- _DATA FOR REVIEW_:
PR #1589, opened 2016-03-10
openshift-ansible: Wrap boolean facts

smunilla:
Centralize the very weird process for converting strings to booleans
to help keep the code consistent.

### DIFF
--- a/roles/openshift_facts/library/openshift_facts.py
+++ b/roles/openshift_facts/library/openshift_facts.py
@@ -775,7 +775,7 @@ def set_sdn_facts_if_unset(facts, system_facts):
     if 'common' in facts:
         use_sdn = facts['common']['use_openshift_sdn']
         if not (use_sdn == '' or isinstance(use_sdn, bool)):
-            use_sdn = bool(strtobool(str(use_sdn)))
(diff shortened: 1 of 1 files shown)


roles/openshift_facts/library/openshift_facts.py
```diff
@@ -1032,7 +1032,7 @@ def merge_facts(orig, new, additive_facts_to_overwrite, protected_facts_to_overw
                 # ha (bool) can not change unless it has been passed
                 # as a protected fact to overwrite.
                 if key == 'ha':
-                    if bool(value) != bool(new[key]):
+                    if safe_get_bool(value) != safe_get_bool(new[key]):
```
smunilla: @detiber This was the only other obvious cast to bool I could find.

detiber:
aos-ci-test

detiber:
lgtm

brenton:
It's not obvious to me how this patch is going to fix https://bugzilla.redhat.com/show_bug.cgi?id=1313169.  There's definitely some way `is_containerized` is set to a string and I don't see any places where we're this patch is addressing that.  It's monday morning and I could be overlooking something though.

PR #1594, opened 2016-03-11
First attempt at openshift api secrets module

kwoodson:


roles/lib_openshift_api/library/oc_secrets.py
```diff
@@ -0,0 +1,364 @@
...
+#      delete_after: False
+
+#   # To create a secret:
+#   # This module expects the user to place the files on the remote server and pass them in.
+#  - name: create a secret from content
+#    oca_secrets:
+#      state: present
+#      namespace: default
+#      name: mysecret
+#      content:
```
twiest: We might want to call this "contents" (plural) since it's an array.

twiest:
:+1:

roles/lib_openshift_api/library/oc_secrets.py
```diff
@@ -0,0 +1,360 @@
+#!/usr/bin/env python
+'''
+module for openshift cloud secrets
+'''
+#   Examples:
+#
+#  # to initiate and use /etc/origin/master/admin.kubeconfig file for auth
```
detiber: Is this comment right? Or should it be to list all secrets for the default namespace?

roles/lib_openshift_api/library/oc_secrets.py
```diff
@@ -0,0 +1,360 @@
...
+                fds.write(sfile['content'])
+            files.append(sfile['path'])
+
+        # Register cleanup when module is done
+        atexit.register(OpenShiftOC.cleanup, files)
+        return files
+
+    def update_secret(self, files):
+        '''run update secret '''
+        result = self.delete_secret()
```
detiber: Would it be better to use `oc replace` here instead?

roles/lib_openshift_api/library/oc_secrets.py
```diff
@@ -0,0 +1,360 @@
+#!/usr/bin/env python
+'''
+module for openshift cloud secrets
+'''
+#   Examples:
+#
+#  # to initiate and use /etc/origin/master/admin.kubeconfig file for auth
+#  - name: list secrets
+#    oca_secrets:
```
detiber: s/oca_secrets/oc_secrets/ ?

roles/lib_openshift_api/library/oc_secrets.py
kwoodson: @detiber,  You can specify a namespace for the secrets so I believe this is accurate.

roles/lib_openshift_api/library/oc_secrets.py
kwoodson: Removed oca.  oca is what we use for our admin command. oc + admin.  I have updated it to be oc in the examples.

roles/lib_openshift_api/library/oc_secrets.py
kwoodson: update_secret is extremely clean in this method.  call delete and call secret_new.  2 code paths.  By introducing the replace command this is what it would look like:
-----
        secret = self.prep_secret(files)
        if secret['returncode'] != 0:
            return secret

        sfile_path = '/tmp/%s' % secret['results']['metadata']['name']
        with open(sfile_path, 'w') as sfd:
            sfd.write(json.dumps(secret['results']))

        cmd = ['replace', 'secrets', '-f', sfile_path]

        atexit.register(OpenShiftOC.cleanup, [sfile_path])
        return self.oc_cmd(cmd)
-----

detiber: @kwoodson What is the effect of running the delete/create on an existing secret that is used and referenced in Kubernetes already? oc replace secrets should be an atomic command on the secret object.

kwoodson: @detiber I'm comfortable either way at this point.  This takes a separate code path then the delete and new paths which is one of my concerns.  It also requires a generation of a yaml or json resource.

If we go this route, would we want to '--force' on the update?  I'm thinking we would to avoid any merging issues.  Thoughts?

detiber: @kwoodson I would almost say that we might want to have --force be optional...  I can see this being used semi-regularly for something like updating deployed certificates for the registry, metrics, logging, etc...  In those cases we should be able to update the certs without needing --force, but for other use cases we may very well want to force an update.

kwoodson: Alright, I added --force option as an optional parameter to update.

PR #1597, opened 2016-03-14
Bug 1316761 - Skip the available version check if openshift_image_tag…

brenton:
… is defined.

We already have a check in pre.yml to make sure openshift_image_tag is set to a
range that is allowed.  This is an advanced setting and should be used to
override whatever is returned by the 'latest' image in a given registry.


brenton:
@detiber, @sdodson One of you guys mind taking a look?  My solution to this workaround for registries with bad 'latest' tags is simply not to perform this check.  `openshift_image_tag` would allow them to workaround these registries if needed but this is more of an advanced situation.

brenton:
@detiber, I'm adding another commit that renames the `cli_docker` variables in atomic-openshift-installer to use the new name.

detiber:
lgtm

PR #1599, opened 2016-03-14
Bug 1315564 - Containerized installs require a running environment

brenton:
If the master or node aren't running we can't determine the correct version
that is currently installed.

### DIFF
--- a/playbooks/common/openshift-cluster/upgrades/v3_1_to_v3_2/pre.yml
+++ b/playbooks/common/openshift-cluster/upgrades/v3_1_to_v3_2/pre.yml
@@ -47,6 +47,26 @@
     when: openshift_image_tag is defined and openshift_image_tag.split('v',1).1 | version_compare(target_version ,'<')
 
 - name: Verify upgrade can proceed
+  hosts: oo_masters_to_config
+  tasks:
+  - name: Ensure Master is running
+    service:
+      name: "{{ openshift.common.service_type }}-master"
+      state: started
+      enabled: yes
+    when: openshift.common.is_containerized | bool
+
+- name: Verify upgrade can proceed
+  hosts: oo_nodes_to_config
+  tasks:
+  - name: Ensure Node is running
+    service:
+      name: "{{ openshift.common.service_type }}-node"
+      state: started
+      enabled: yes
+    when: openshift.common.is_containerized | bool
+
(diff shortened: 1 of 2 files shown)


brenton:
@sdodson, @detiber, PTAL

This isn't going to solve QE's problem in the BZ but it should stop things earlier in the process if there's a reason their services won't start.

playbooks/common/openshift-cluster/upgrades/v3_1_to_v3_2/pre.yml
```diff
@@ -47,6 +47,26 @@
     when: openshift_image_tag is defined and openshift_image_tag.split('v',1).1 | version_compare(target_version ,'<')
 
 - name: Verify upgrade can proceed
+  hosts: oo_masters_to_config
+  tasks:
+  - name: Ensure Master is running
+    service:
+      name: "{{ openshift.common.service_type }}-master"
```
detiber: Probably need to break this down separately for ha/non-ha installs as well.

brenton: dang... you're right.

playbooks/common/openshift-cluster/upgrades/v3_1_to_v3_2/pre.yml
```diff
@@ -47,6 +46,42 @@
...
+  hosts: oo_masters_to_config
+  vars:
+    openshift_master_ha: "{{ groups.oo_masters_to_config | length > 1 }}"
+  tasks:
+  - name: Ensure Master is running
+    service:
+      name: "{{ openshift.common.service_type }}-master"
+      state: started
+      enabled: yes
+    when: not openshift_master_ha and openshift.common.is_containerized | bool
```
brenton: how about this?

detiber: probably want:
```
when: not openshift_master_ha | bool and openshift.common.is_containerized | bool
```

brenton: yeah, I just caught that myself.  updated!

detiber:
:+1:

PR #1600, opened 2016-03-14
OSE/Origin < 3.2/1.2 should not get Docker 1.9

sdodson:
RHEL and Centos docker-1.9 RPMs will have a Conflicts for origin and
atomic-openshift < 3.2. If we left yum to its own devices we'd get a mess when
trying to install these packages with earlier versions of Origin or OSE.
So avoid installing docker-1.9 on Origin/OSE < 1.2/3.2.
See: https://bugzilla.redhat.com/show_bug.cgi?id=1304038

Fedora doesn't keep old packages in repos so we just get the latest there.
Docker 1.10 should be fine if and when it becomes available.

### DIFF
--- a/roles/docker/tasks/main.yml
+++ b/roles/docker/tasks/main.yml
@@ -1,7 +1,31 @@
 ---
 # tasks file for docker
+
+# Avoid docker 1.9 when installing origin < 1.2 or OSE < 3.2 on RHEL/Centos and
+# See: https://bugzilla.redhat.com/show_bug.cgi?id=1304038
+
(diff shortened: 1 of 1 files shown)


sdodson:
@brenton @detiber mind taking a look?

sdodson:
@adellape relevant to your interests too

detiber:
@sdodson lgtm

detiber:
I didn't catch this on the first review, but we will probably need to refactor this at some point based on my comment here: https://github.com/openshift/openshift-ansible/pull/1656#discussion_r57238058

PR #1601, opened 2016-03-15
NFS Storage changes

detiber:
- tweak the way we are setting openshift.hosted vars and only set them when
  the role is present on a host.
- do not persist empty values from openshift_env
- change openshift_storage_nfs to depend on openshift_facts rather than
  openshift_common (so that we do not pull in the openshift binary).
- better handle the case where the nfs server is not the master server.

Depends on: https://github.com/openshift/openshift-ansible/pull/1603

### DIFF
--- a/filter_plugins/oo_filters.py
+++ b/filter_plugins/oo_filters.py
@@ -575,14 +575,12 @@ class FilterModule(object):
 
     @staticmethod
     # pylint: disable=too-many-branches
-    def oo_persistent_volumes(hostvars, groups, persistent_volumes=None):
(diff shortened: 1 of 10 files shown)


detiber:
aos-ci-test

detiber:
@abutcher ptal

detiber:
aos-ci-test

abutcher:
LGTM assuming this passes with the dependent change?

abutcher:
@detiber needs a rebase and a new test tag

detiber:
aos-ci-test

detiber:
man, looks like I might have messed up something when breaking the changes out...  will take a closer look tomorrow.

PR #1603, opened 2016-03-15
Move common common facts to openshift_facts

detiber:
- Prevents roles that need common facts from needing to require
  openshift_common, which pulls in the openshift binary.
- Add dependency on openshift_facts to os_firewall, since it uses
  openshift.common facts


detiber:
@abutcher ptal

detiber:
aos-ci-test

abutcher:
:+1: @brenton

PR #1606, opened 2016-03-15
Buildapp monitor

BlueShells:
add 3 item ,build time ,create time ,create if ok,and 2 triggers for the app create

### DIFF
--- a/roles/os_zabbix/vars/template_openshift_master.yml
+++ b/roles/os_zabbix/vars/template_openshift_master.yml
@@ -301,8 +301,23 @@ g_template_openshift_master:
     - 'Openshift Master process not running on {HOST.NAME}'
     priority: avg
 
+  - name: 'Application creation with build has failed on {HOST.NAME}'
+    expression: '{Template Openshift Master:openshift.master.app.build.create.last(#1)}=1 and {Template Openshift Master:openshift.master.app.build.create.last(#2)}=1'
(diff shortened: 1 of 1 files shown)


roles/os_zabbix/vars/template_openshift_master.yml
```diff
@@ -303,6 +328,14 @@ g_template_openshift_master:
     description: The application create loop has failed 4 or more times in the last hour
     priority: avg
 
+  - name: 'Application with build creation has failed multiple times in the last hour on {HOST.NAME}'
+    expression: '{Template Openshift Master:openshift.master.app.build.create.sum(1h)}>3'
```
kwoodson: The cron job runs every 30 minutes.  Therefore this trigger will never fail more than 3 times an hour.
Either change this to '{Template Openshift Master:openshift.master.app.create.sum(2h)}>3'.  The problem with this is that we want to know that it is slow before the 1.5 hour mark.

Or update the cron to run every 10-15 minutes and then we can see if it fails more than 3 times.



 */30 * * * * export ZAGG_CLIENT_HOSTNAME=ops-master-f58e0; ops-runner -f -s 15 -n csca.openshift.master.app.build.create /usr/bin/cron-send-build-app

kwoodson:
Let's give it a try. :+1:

- _ACTIVITY_: Reproduce each line above that contains "kwoodson".

- _RESULT_:
kwoodson:
kwoodson: @detiber,  You can specify a namespace for the secrets so I believe this is accurate.
kwoodson: Removed oca.  oca is what we use for our admin command. oc + admin.  I have updated it to be oc in the examples.
kwoodson: update_secret is extremely clean in this method.  call delete and call secret_new.  2 code paths.  By introducing the replace command this is what it would look like:
detiber: @kwoodson What is the effect of running the delete/create on an existing secret that is used and referenced in Kubernetes already? oc replace secrets should be an atomic command on the secret object.
kwoodson: @detiber I'm comfortable either way at this point.  This takes a separate code path then the delete and new paths which is one of my concerns.  It also requires a generation of a yaml or json resource.
detiber: @kwoodson I would almost say that we might want to have --force be optional...  I can see this being used semi-regularly for something like updating deployed certificates for the registry, metrics, logging, etc...  In those cases we should be able to update the certs without needing --force, but for other use cases we may very well want to force an update.
kwoodson: Alright, I added --force option as an optional parameter to update.
kwoodson: The cron job runs every 30 minutes.  Therefore this trigger will never fail more than 3 times an hour.
kwoodson:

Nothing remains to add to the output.